THE WORLD'S LIVING RELIGIONS: Robert Ernest Hume; Crest Publishing House (Jaico Enterprise), G-2-16, Ansari Road, Daryaganj, New Delhi-110002. Rs. 150.

THE AUTHOR of the book under review was born in a Christian Missionary family in Western India. He did considerable work as a missionary. But what is noteworthy about him is that he felt morally impelled to study the several scriptures of the religion, against which Christian Missionary activity was directed in India - Hinduism. He learnt Sanskrit to this end and brought forth a work Thirteen Principal Upanishads published by the Oxford University Press decades ago. This translation of the sacred Upanishad came after Max Mueller had brought out his translation of the Ten Principal Upanishads in the Great Sacred Books of the East series, funded by the East India Company and published by the Oxford University Press.

Hume is singularly blessed in his study of the living religions of the world. India, where he spent his early manhood, happened to be the birth place of some of the great religions. And Asia was the birth place of practically every religion that deserves to be called great and living still. Hume is also blessed with a singularly valuable mental outlook of freedom from fanatical adherence to his own true faith and a healthy curiosity about other faiths. In this regard he stands almost alone. Max Mueller looked forward to India accepting Christianity. The Indian Army Officer Boden, who established a Sanskrit Chair at the Oxford University specially emphasised the need for using the study of the Sanskrit texts of Hinduism to displace them altogether by Christianity and the Christian scriptures. But Gerald Heard, Schopenhaer, Aldous Huxley, Christopher Isherwood are among those who accepted the Hindu view of faith as almost exclusively valid for the human mind in its search for a spiritual guide.
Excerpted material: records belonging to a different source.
PR #5407, opened 2024-09-27
10395: Improve textarea elements

pixiwyn:
We want textareas to 1) only resize vertically and 2) prevent resizing to a height less than one line of text. This PR adds a class to do so, and removes other, inconsistently applied classes that we had before.


web-client/src/styles/forms.scss
```diff
@@ -134,6 +132,14 @@ legend {
   }
 }
 
+textarea {
+  min-height: calc(
+    1em + 24px
+  ); // Don't allow resizing smaller than the line of text
```
Mwindo: There is nothing sacred about this. It just seemed to look good with a variety of font sizes, and most importantly the font size we use by default.

jimlerza (approved):

PR #5423, opened 2024-10-02
10395: Improve textarea elements

Mwindo:
This PR:

- Disables textarea resize from horizontal scrolling
- Prevents textarea resizing to smaller than one line of text
- Consolidates two existing and inconsistently applied CSS classes into one consistently applied CSS class


nechama-krigsman (approved):

zachrog (approved):
Okay, I gave an approval but wanted to ask something. 

Are we CERTAIN that all textareas should have this? Is this a sensible default to have?

I ask as we have added styles to ALL tables and ALL forms which should not exist. I would only add a style to all elements if 99% of the usages need that style, anything less and it should be passed in.

Mwindo:
> Are we CERTAIN that all textareas should have this? Is this a sensible default to have?
> 
> I ask as we have added styles to ALL tables and ALL forms which should not exist. I would only add a style to all elements if 99% of the usages need that style, anything less and it should be passed in.

This is a good question. Given the ticket description and uses of `textarea`, I think this _is_ a case in which we want the style 99+% of the time. That said, I think there is probably room to clean up our `textarea` classes (e.g., the existing `ustc-message-modal-text-area` is just `resize: vertical`, and there really shouldn't be a need for that now). Let me take care of that.

In the process, I'll consider using a separate CSS class, which I do generally prefer, rather than a default style. The argument for the default here is that it really _is_ a default, and it doesn't touch the page layout like margin (etc.) does. The argument against is that in the future this could be wrong; also, without a separate class, a future developer might be tempted to throw something like margin into the default style.

UPDATE: I saw two similar existing CSS classes -- `ustc-message-modal-text-area` and `resize-vertical-only` -- that did part of what we wanted (`resize: vertical`), but they seem to have been inconsistently applied and maybe forgotten about. Therefore, instead of using a default style, I kept the "existing approach" but with only one CSS class -- `textarea-resize-vertical` -- applied consistently.

Mwindo:
I've made a few small changes and am happy to address feedback on them, but for now I'm going to merge

PR #5424, opened 2024-10-02
File validation bug: Make correct file type check case insensitive

Mwindo:


web-client/src/views/FileHandlingHelpers/fileValidation.ts
```diff
@@ -22,10 +22,12 @@ export interface FileValidationResponse {
   errorInformation?: FileValidationErrorInfo;
 }
 
-function getFileExtension(filename: string) {
+export const getFileExtension = (filename: string) => {
```
Mwindo, line 25: Just keeping function declaration types in this module consistent.

web-client/src/views/FileHandlingHelpers/fileValidation.test.ts
```diff
@@ -244,6 +244,20 @@ describe('fileValidation', () => {
     expect(validationResult).toMatchObject({ isValid: true });
   });
 
+  it('BUG: should return valid for valid file with uppercase extension', async () => {
```
Mwindo, line 247: I've added a few tests and organized them slightly better.

jtdevos (approved):

jimlerza (approved):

Hinduism has had a long period of historical evolution and the 19th century and the first half of the 20th century, have been noted for a splendid renaissance Hinduism, with Ramakrishna Paramahamsa, Ramana and Gandhiji as the leading figures. In speaking of the hereditarily graded social structure of Hinduism, it must be noted that Lord Krishna in the Bhagavad Gita speaks of Guna and Karma - character and function - as the exclusive criteria of the Varna dharma of His creation. The degeneration of this into a birth-based hereditary caste system is unwarranted by the principal scriptures. Hutton, Census Commissioner of India in the 1930s in his book, Caste in India speaks of more than four castes. Caste is an occupational affair. Speaking of polytheism and pantheism, Hume fails to realise what Max Mueller said that Hindu theism is Henotheism, based on a recognition of the Supreme Being as manifest in the universe. Elsewhere Hume speaks of the Christian deity as the Heavenly Father, but he himself quotes from the Veda the verse, ``Heaven is my Father, Progenitor. Where is my origin?'' Hume speaks of Varuna, one of the forms of the Supreme Being, as having passed away in later Hinduism. He does not seem to know that Varuna is invoked and worshipped in the evening Sandhyavandana, as well as in all important ceremonies like Udhaka shanti. The author speaks of the early invasion of India, presumably by Aryans from outside India. The Aryan invasion theory has been under continuous reappraisal and there is sufficient evidence to show that it is not to be automatically accepted. The philological evidence on which so much reliance is placed has to be reconsidered. Hume himself recognises that Sanskrit is the grandmother of the major Indo-European languages. Did the grandmother go abroad?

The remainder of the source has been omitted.